(Collected data entries)
PR #251, opened 2020-07-13
 CIRCSTORE-220: Upgrade to raml-module-builder (RMB) 30.2.4 

julianladisch:
Updating RMB from 30.0.1 to RMB 30.2.4 fixes
https://issues.folio.org/browse/CIRCSTORE-210 "Requests -Filtering
by Request Type returns (Total Records = 1000) when there are more"
because it includes these fixes:

* [RMB-637](https://issues.folio.org/browse/RMB-637) Run ANALYZE after index (re-)creation
* [RMB-645](https://issues.folio.org/browse/RMB-645) Use where-only clause for the "count query"
* [RMB-639](https://issues.folio.org/browse/RMB-639) Unexpected breaking changes streamGet and getWithOptimizedSql

https://github.com/folio-org/raml-module-builder/blob/master/doc/upgrading.md#version-302 advises:
> https://issues.folio.org/browse/RMB-652 error message "may not be null" changed to "must not be null" (hibernate-validator)

### DIFF
--- a/pom.xml
+++ b/pom.xml
@@ -99,8 +99,8 @@
     <project.build.sourceEncoding>UTF-8</project.build.sourceEncoding>
     <project.reporting.outputEncoding>UTF-8</project.reporting.outputEncoding>
     <ramlfiles_path>${basedir}/ramls</ramlfiles_path>
-    <raml-module-builder-version>30.0.1</raml-module-builder-version>
-    <vertx-version>3.9.0</vertx-version>
+    <raml-module-builder-version>30.2.4</raml-module-builder-version>
+    <vertx-version>3.9.1</vertx-version>
     <lombok.version>1.18.12</lombok.version>
     <spring.version>5.2.7.RELEASE</spring.version>
     <rest-assured.version>3.3.0</rest-assured.version>
--- a/src/test/java/org/folio/rest/api/CheckInStorageApiTest.java
+++ b/src/test/java/org/folio/rest/api/CheckInStorageApiTest.java
@@ -81,7 +81,7 @@ public class CheckInStorageApiTest extends ApiTests {
 
     JsonResponse createResponse = checkInClient.attemptCreate(checkInToCreate);
 
-    assertThat(createResponse, isValidationResponseWhich(hasMessage("may not be null")));
+    assertThat(createResponse, isValidationResponseWhich(hasMessage("must not be null")));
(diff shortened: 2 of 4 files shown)


julianladisch:
This pull request is blocked by merge of #250

src/main/java/org/folio/rest/impl/LoanPoliciesAPI.java
```diff
@@ -110,7 +113,103 @@ public void putLoanPolicyStorageLoanPoliciesByLoanPolicyId(
...
+        )
+        ||
+        ( loanPolicy.getRenewalsPolicy() != null
+          &&
+          ( ! is(loanPolicy.getRenewable()) ||
+            ! is(loanPolicy.getRenewalsPolicy().getDifferentPeriod())
+          )
+          && loanPolicy.getRenewalsPolicy().getAlternateFixedDueDateScheduleId() != null
+       )) {
+      String message =
```
craigmcnally, line 154: Consider using a stringBuilder here

src/main/java/org/folio/rest/impl/LoanPoliciesAPI.java
```diff
@@ -110,7 +113,103 @@ public void putLoanPolicyStorageLoanPoliciesByLoanPolicyId(
...
+        loanPolicy.getLoanable() + " and profile is of type fixed";
+      respond422("fixedDueDateScheduleId",
+          loanPolicy.getLoansPolicy().getFixedDueDateScheduleId(),
+          message, asyncResultHandler);
+      return;
+    }
+
+    // alternate renewal loan period
+    if (isFixed
+        && is(loanPolicy.getRenewable())
```
craigmcnally, line 188: The formatting of these large conditionals is inconsistent, please pick a format and use it throughout

julianladisch: The formatting is exactly the formatting of the *.drl files that are to be deleted.

julianladisch: The formatting is kept to make code review easy.

marcjohnson-kint: Personally, from my reviewing perspective, I'm not comparing this code to the deleted drools files, I'm considering this as new code. I don't think the formatting needs to be retained.

julianladisch:
Unblocking this pull request because master with #250 has been merged.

WORK ITEM
Above are the entries; repeat their lines exactly, from the first through the one that contains "createResponse = checkInClient.attemptCreate(checkInToCreate);".

RESPONSE TO THIS TASK
PR #251, opened 2020-07-13
 CIRCSTORE-220: Upgrade to raml-module-builder (RMB) 30.2.4 

julianladisch:
Updating RMB from 30.0.1 to RMB 30.2.4 fixes
https://issues.folio.org/browse/CIRCSTORE-210 "Requests -Filtering
by Request Type returns (Total Records = 1000) when there are more"
because it includes these fixes:

* [RMB-637](https://issues.folio.org/browse/RMB-637) Run ANALYZE after index (re-)creation
* [RMB-645](https://issues.folio.org/browse/RMB-645) Use where-only clause for the "count query"
* [RMB-639](https://issues.folio.org/browse/RMB-639) Unexpected breaking changes streamGet and getWithOptimizedSql

https://github.com/folio-org/raml-module-builder/blob/master/doc/upgrading.md#version-302 advises:
> https://issues.folio.org/browse/RMB-652 error message "may not be null" changed to "must not be null" (hibernate-validator)

### DIFF
--- a/pom.xml
+++ b/pom.xml
@@ -99,8 +99,8 @@
     <project.build.sourceEncoding>UTF-8</project.build.sourceEncoding>
     <project.reporting.outputEncoding>UTF-8</project.reporting.outputEncoding>
     <ramlfiles_path>${basedir}/ramls</ramlfiles_path>
-    <raml-module-builder-version>30.0.1</raml-module-builder-version>
-    <vertx-version>3.9.0</vertx-version>
+    <raml-module-builder-version>30.2.4</raml-module-builder-version>
+    <vertx-version>3.9.1</vertx-version>
     <lombok.version>1.18.12</lombok.version>
     <spring.version>5.2.7.RELEASE</spring.version>
     <rest-assured.version>3.3.0</rest-assured.version>
--- a/src/test/java/org/folio/rest/api/CheckInStorageApiTest.java
+++ b/src/test/java/org/folio/rest/api/CheckInStorageApiTest.java
@@ -81,7 +81,7 @@ public class CheckInStorageApiTest extends ApiTests {
 
     JsonResponse createResponse = checkInClient.attemptCreate(checkInToCreate);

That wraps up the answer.